600.102: Foundations of Computer Science

Fall Semester 2005: September 8, 2005 - December 12, 2005

Assignment 10: Final Project

Out on: November 28, 2005
Due by: December 12, 2005 by 5:59 pm for full credit (11:59 pm for 10% off, hard deadline)
Collaboration: Teams
Grading: Packaging 10%, Style 10%, Performance 10%, Design 20%, Functionality 50%

Overview

The final project for 600.102: Foundations of Computer Science covers material from Weeks 11 to 13 and the corresponding reading; actually, it covers much more than that, I can't be very specific since the assignment is very much open-ended. This is a team assignment, and all of you should know which team you're in (I hope). Each member of a team will receive the same score for the product you submit together.

Arcade Game

For your final project, you will develop an arcade game in the style of Capcom's 1942 classic shooter. Actually, you can depart from the original game quite a bit according to what you think is "cool" but some of the basic game play should be as in the original. For example, there should be some special maneuver to avoid enemies, there should be power-ups of various sorts, and there should be a notion of enemies coming in stages and formations.

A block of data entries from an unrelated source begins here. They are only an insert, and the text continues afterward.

Issue #102, opened 2017-01-20
library names are a bit too generic


junghans:
quinoa libaries names, e.g. libMesh are very generic and will certainly conflict with other libraries when installed in `/usr/lib`.

junghans:
I suggest `libXXX` to `libquinoa_XXX`, we can do that by:
```
set_target_properties(XXX PROPERTIES LIBRARY_OUTPUT_NAME libquinoa_XXX)
```

PR #106, opened 2017-01-23
Specialize libnames

jbakosi:
As a response to #102. Also reduced some duplicated cmake code.


junghans:
LGTM. Will test it tomorrow!

jbakosi:
Cool, I'll merge it because even if I screwed up, it is easy to fix and we have no users. ;-)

Your game should be written in Python using the PyGame library. You can use additional libraries as you see fit, for example PyOpenGL or the Python Imaging Library. However, please try to minimize the number of external libraries necessary, otherwise your game will harder to test (and therefore grade!). Your README file should contain all the following information:

It would be great if you work towards getting the game "published" as an example on the PyGame website. If you want to do this, please keep in mind that all the artwork you use must either be created by you or "free" in the sense that nobody will be "offended" if you use it in a free game. Regardless of what your plans for the immediate future are, a published game, even a simple one, looks good on a resume. :-)

Deliverables

Please turn in a gzip compressed tarball of your assignment (the extension should be .tar.gz). The tarball should uncompress into a directory cs102-assignment-10-teamname with teamname replaced by your team's name (as used for the repository and the mailing list); uncompressing should not create any other files in the current directory. Include a README file that briefly explains what your programs do and contains any other notes you want us to check out before grading (and of course anything else required above). Make sure you include contact information for each team member as well! This file should be a plain Unix text file (not M$ Word, not PDF); it should be formatted in a decent way and it should contain your contact information.

Grading

For reference, here is a short explanation of the grading criteria. Packaging refers to the proper organization of the stuff you hand in, following the guidelines for Deliverables above. Style refers to programming style, including things like consistent indentation, appropriate identifiers, useful comments, etc. Simple, clean, readable code is what you should be aiming for. Performance refers to how fast your program can produce the required results compared to other submissions. Design refers to proper modularization and the proper choice of algorithms and data structures. Functionality refers to your programs being able to do what they should according to the specification given above; if the specification is ambiguous and you had to make a certain choice, defend that choice in your README file.

If your programs do not run because of syntax errors you will get no points whatsoever. If your programs fail miserably, i.e. terminate with an exception of any kind, we will take off 10%.